Search code examples
google-cloud-datalab

Google datalab errors install Nvidia driver and starting docker container


I'm following https://cloud.google.com/datalab/docs/quickstart (datalab beta create-gpu [datalab-instance-name]). The instance gets created, but the docker container fails to start:

$docker ps -a:

CONTAINER ID IMAGE COMMAND CREATED STATUS PORTS NAMES e44d71c07f6e gcr.io/cos-cloud/cos-gpu-installer:latest "/bin/sh -c /entry..." 13 minutes ago Exited (2) 12 minutes ago awesome_brattain 56e54c3d3f6d gcr.io/cos-cloud/cos-gpu-installer:latest "/bin/sh -c /entry..." 14 minutes ago Exited (2) 13 minutes ago naughty_montalcini

Hard to read, but they are all STATUS=Exited

The first bad thing I can see:

$ sudo journalctl --since yesterday -fu docker.service has a strange error: Apr 22 20:53:30 seth2 dockerd[668]: time="2018-04-22T20:53:30.717669594Z" level=error msg="containerd: start container" error="oci runtime error: container_linux.go:247: starting container process caused \"chdir to cwd (\\\"/content/datalab/notebooks\\\") set in config.json failed: no such file or directory\"\n" id=4795b951f1dbae3a23dae67c2d5aaa7a8bc61e1f4fd6ec58814d241da75b245f

And surely, there is no /content directory. gcloud lists the disk as READY.

The second bad thing I can see:

$ docker logs e44d71c07f6e looks fine until the end:

[INFO 2018-04-22 20:56:33 UTC] Running Nvidia installer /usr/local/nvidia / NVIDIA-Linux-x86_64-384.81.run: 1: NVIDIA-Linux-x86_64-384.81.run: Syntax error: redirection unexpected s

I'm pretty much ready to call this beta functionality a dumpster fire, at least for someone with my novicity with respect to GCP, and try another provider.

Anyone have any ideas I might try though?

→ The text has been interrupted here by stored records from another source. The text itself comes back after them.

Issue #156, opened 2022-08-26
SPDX 2.3 Support


lumjjb:
Implement SPDX 2.3 support (preferably waiting on https://github.com/spdx/tools-golang/issues/152) for refactor changes. 

2.3 Link: https://spdx.github.io/spdx-spec/v2.3/

nishakm:
Need help with this? I need a 2.3 model to implement a generator :)

lumjjb:
that would be super helpful!!!!

kzantow:
@nishakm I also need some of the new features of 2.3 -- could I help with this?

nishakm:
> @nishakm I also need some of the new features of 2.3 -- could I help with this?

Absolutely!

lumjjb:
Assigned the issue to bot of you!!! Thank you!!

kzantow:
I'm starting to look at implementing this -- is there a document somewhere with the changes for 2.3?

lumjjb:
Awesome @kzantow !!!! Yes! Here's the changes from 2.2 (https://spdx.github.io/spdx-spec/v2.3/diffs-from-previous-editions/)! Is this something that's useful?

You can ignore the between v2.2.x versions because they are mainly documentation changes.

kzantow:
@lumjjb I've [added a draft PR](https://github.com/spdx/tools-golang/pull/164) with some initial changes for 2.3: namely a new v2_3 data model and JSON support, along with a number of other changes. It does not yet have the other format support (it will before I'd consider it done).

It looks like you did some of the refactoring for the current state of this repo, if you had a little time, could you have a quick look and make sure I'm on the right track before I complete everything else?

kzantow:
@lumjjb I believe I've implemented all the 2.3 support in this PR: https://github.com/spdx/tools-golang/pull/164

kzantow:
I've also added a refactoring suggestion I would like to do here: https://github.com/spdx/tools-golang/issues/165 I know there are some other things (like translating between versions) that people would like to see, but I feel that's a separate issue and the refactoring would dramatically improve the experience every time someone needs to implement a new SPDX version.

PR #174, opened 2022-12-05
Ensure consistency between JSON struct tags across different SPDX versions

jedevc:
Related to #156.

It looks like some of the struct tags between different SPDX versions (v2.1, v2.2 and v2.3) were slightly out-of-sync. This results in some of the deprecated fields, non-spec compliant fields being exported by the `json.Save` family of functions, but inconsistently between versions. Additionally, some optional comment fields were not marked with `omitempty`, resulting in unnecessary JSON output.

This PR fixes these various inconsistencies.

### DIFF
--- a/spdx/v2_1/creation_info.go
+++ b/spdx/v2_1/creation_info.go
@@ -22,5 +22,5 @@ type CreationInfo struct {
 
 	// 2.10: Creator Comment
 	// Cardinality: optional, one
-	CreatorComment string `json:"comment"`
+	CreatorComment string `json:"comment,omitempty"`
 }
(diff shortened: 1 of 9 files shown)


kzantow:
Unfortunately, I'm not a maintainer but the changes LGTM 👍

thaJeztah:
Thanks for looking @kzantow ! Reviews from non-maintainers never hurt; can always use the extra eyes 👀

lumjjb (approved):
LGTM! Sorry was out on vacation past few weeks! Thanks for the PR and apologies for the delayed response.

Issue #166, opened 2022-10-12
Update to add `documentDescribes` field to follow 2.2.2 spec


lucacome:
I noticed that there are some fields missing, like `documentDescribes`, that I think were introduced with version `2.2.1` of the spec.

It'd be great if all of the fields in the https://github.com/spdx/spdx-spec/blob/v2.2.2/schemas/spdx-schema.json could be added.

Thanks! 🙏

lumjjb:
Thanks @lucacome for opening this issue - sorry for the late reponse. We will take a look at this and have it be part of the 0.4.0 milestone

lucacome:
Thanks @lumjjb, it looks like also `2.3` came out in the meantime https://github.com/spdx/spdx-spec/blob/v2.3/schemas/spdx-schema.json

lumjjb:
It seems like one way to implement this is through the json `Save` function and the addition of the `documentDescribes` field in the Document struct. Let me write up a PR for this.

lumjjb:
There looks like there's some weirdness in mismatch between spec and example for 2.2.0, will clarify this with the SPDX tech list first before implementing.

lucacome:
I think this can be closed now?

lumjjb:
This issue is not quite fully resolved yet. I had a conversation with @kestewart and we probably need to surface this to the tech working group to get some consensus on these additional fields that are not official spec fields or to be able to formalize the JSON schema spec. I will send something to the mailing list and hope that will bring a conclusion to the issue?

lumjjb:
>I just checked and it looks like “documentDescribed” is already optional in the JSON Schema, which should relieve some of the pressure on this issue.

So actually we don't have to implement it...... technically.... so yes let's close the issue for now and re-open if something arises.. Thanks for checking back @lucacome !

goneall:
Even though it is optional, it may be useful to be able to read (no necessarily to write) this field since some of the other language bindings support this field.

lumjjb:
Opening this ticket again since the current conversation on the mailing list looks towards formalizing this field.

lumjjb:
copying link of email chain here: https://lists.spdx.org/g/Spdx-tech/topic/96047024

PR #176, opened 2022-12-20
feat: add required document describes field

spiffcs:
While it's not described in the documentation, the `DocumentDescribes` field can be found in the schema here:
https://github.com/spdx/spdx-spec/blob/efa69656db9db4fcc871de563cbbd104fc1e33c3/schemas/spdx-schema.json#L219-L226

As of this commit it's considered a required field. Tools like the java-tools, python-tools, and online validator will prompt the user that documents generated without this field are invalid:

https://github.com/spdx/spdx-spec/commit/efa69656db9db4fcc871de563cbbd104fc1e33c3

Adding this field for the v2_3 document will allow tools like [syft](https://github.com/anchore/syft) which use this library to produce valid documents.

Thanks a million for all the work and effort on this library!

Fixes: #166 

Signed-off-by: Christopher Phillips <christopher.phillips@anchore.com>

### DIFF
--- a/spdx/v2_3/document.go
+++ b/spdx/v2_3/document.go
@@ -44,6 +44,11 @@ type Document struct {
 	// Cardinality: mandatory, one
 	DocumentNamespace string `json:"documentNamespace"`
 
+	// 6.x: Document Descibes
+	// Cardinality: mandatory
+	// Packages, files and/or Snippets described by this SPDX document
+	DocumentDescribes []string `json:"documentDescribes"`
+
 	// 6.6: External Document References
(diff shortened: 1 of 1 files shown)


spiffcs:
Closed - @kzantow informed me that this is a "shorthand" property that is a duplicate of a relationship used to accomplish the same thing. 

In this case, without these properties, I think we just need a relationship and the validators should be valid (see: [here](https://spdx.github.io/spdx-spec/v2.3/relationships-between-SPDX-elements/)). The relationship needs to be type = DESCRIBES with the to = SPDXRef-DOCUMENT

PR #180, opened 2023-01-11
docs: Remove outdated statement about requirements

swinslow:
The README file currently states that tools-golang has no dependencies other than spdx/gordf and the Go standard library.

With the addition of the YAML functionality and usage of go-cmp, this is no longer an accurate statement. Rather than calling out the specific dependencies, this commit just removes that section. Users are able to check go.mod and go.sum if they want to know which dependencies are required.


lumjjb (approved):
lgtm

Issue #182, opened 2023-01-17
tagvalue parser incorrectly complains about DocumentComment


justinabrahms:
Hello.

When parsing a tagvalue file, I incorrectly get the error `received unknown tag DocumentComment in CreationInfo section`. I've ensured the file passes validation at https://tools.spdx.org/app/validate/.

File listed here: https://github.com/eBay/sbom-scorecard/issues/22#issuecomment-1381069619

Test case:

```go
package main

import (
	"bytes"
	"fmt"
	"io/ioutil"

	spdx_tv "github.com/spdx/tools-golang/tvloader"
)

func main() {
	f, err := ioutil.ReadFile("/Users/jabrahms/Downloads/photon.spdxtv.txt")
	if err != nil {
		print("error opening SPDX document: %w", err)
		return
	}

	doc22, err := spdx_tv.Load2_2(bytes.NewReader(f))
	if err == nil && doc22 != nil {
		print("Found 2.2 tv document")
	} else {
		fmt.Println("Error: ", err)
	}
}
```

neilnaveen:
@lumjjb  I do not see tvloader package in main. It was their in the release v0.4.0, but now it is gone, how do you want to handle this?

justinabrahms:
@neilnaveen I'm happy if you just fix what's in main.

```go
package main

import (
	"bytes"
	"fmt"
	"io/ioutil"

	spdx_tv "github.com/spdx/tools-golang/tagvalue"
)

func main() {
	f, err := ioutil.ReadFile("/Users/jabrahms/Downloads/photon.spdxtv.txt")
	if err != nil {
		print("error opening SPDX document: %w", err)
		return
	}

	doc22, err := spdx_tv.Read(bytes.NewReader(f))
	if err == nil && doc22 != nil {
		print("Found 2.2 tv document")
	} else {
		fmt.Println("Error: ", err)
	}
}
```

and
```
$ go run main.go
Error:  received unknown tag DocumentComment in CreationInfo section
```

neilnaveen:
Not in your code, but the [main branch](https://github.com/spdx/tools-golang) of spdx.

justinabrahms:
@neilnaveen Totally. I (I think...?) updated the code to reflect the test case with what's in main.

lumjjb:
@justinabrahms does the PR https://github.com/spdx/tools-golang/pull/185 from @neilnaveen fix this for you?

lumjjb:
[...]

PR #185, opened 2023-01-26
Fixed Bug For DocumentComment

neilnaveen:
addresses issue #182 

- added DocumentComment switch case for tag in parse_creation_info.go
- added test for DocumentComment switch case
- added file parse_document.go for the switch case above
- added test for parse_document.go

Signed-off-by: Neil Naveen <42328488+neilnaveen@users.noreply.github.com>


lumjjb (approved):
LGTM! Thanks @neilnaveen

spdx/v2/v2_2/tagvalue/reader/parse_creation_info_test.go
```diff
@@ -78,6 +78,18 @@ func TestParserCIMovesToOtherLicenseAfterParsingLicenseIDTag(t *testing.T) {
 	}
 }
 
+func TestParserCIMovesToOtherLicenseAfterParsingDocumentTag(t *testing.T) {
```
kzantow, line 81: I think this name might be a little misleading, should it be `TestDocumentComment` or something more directly related to that?

kzantow (commented):
This change should also be applied to `spdx/v2/v2_3/tagvalue/...` files

spdx/v2/v2_2/tagvalue/reader/parse_creation_info_test.go
neilnaveen: I agree, typo, will fix in the following PR.

PR #188, opened 2023-02-04
Added more const for external reference to external.go

neilnaveen:
- Added more const for external.go, from the PR https://github.com/spdx/tools-golang/pull/153

Signed-off-by: Neil Naveen <42328488+neilnaveen@users.noreply.github.com>

### DIFF
--- a/spdx/v2/common/external.go
+++ b/spdx/v2/common/external.go
@@ -4,6 +4,10 @@ package common
 
 // Constants for various string types
 const (
+	CategorySecurity       = "SECURITY"
+	CategoryPackageManager = "PACKAGE-MANAGER"
+	TypePersistentIdSwh    = "swh"
+
 	// F.2 Security types
 	TypeSecurityCPE23Type string = "cpe23Type"
 	TypeSecurityCPE22Type string = "cpe22Type"


spdx/v2/common/external.go
```diff
@@ -4,6 +4,10 @@ package common
 
 // Constants for various string types
 const (
+	CategorySecurity       = "SECURITY"
+	CategoryPackageManager = "PACKAGE-MANAGER"
+	TypePersistentIdSwh    = "swh"
```
lumjjb, line 9: looks good - can we create a comment to show which section of the spec they come from? (like below). After this PR would you be able to help with a follow-up PR to change all uses of the categories to use the const as well? :D

lumjjb (commented):
Thanks @neilnaveen for opening this up!

spdx/v2/common/external.go
neilnaveen: What section do you think `TypePersistentIdSwh` should go into

kzantow: I think the Categories are part of [external references](https://spdx.github.io/spdx-spec/v2.3/package-information/#721-external-reference-field). `swh` is from [Annex F](https://spdx.github.io/spdx-spec/v2.3/external-repository-identifiers/#f4-persistent-id).

kzantow (commented):
Hey @neilnaveen if you are going to add these constants (which seems good 👍), could you add _all_ the constants defined in the external references categories and [annex f types](https://spdx.github.io/spdx-spec/v2.3/external-repository-identifiers/)?

Also these need [aliases in the spdx/model.go](https://github.com/spdx/tools-golang/blob/main/spdx/model.go#L65).

I'd second @lumjjb 's request to replace the hardcoded values with these constants where appropriate, too. I think it would make sense to be part of this PR.

spdx/v2/common/external.go
neilnaveen: Thanks, I have fixed this

neilnaveen:
> Hey @neilnaveen if you are going to add these constants (which seems good 👍), could you add _all_ the constants defined in the external references categories and [annex f types](https://spdx.github.io/spdx-spec/v2.3/external-repository-identifiers/)?
> 
> Also these need [aliases in the spdx/model.go](https://github.com/spdx/tools-golang/blob/main/spdx/model.go#L65).
> 
> I'd second @lumjjb 's request to replace the hardcoded values with these constants where appropriate, too. I think it would make sense to be part of this PR.

I have added all constants from the annex f types, and I have put them in their respective categories.

kzantow (commented):
Hi @neilnaveen this PR stills seems to be missing a number of changes from the original PR: https://github.com/spdx/tools-golang/pull/153/files it also does not include the aliases in the `spdx` package, are you able to fix this?

neilnaveen:
> Hi @neilnaveen this PR stills seems to be missing a number of changes from the original PR: https://github.com/spdx/tools-golang/pull/153/files it also does not include the aliases in the `spdx` package, are you able to fix this?

I have added aliases into spdx/model.go. Could you also tell me which changes I have not added in this PR that was in #153?

kzantow (approved):

PR #197, opened 2023-02-23
implement documentDescribes for json/yaml schema

lumjjb:
Addressing https://github.com/spdx/tools-golang/issues/166
- Update json document examples for 2.2 and 2.3 to include documentDescribes as updated in upstream schema.
- Add field DocumentDescribesJSON field to document struct for 2.2 and 2.3 to match JSON schema
- Implement populating of documentDescribes field based on relationships
- Added TODO to do this for all similar fields like documentDescribes

Drive-bys:
- fix small bug in sdpx/v2/v2_2/yaml test


lumjjb:
close in favor of #201

Issue #171, opened 2022-11-08
JSON readers are missing `hasFiles` handling


kzantow:
Part of the SPDX 2.x JSON schema includes [a `hasFiles` field on packages](https://github.com/spdx/spdx-spec/blob/development/v2.3.1/schemas/spdx-schema.json#L345-L352). There is a reference to `hasFiles` in this repo's docs [here](https://github.com/spdx/tools-golang/blob/main/docs/jsonsaver.md?plain=1#L11) and [here](https://github.com/spdx/tools-golang/blob/main/docs/jsonloader.md?plain=1#L11) but there is no field in the model for this (which is probably fine). For reading SPDX 2.x documents, however, this field should not be ignored and should probably be mapped to `CONTAINS` relationships.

Thank you so much in advance.


Solution

  • Sorry you hit this.

    This is a new bug for which we have a fix, but that fix has not yet been released (our release process takes at least a week).

    The issue was a recent change to the Container Optimized OS tooling that broke support for older Nvidia drivers.

    The fix is to update the driver version used by Datalab instances.

    Until the fix makes it out into a release, you can work around the issue by downloading the source code for the tool and run that version instead of the released version.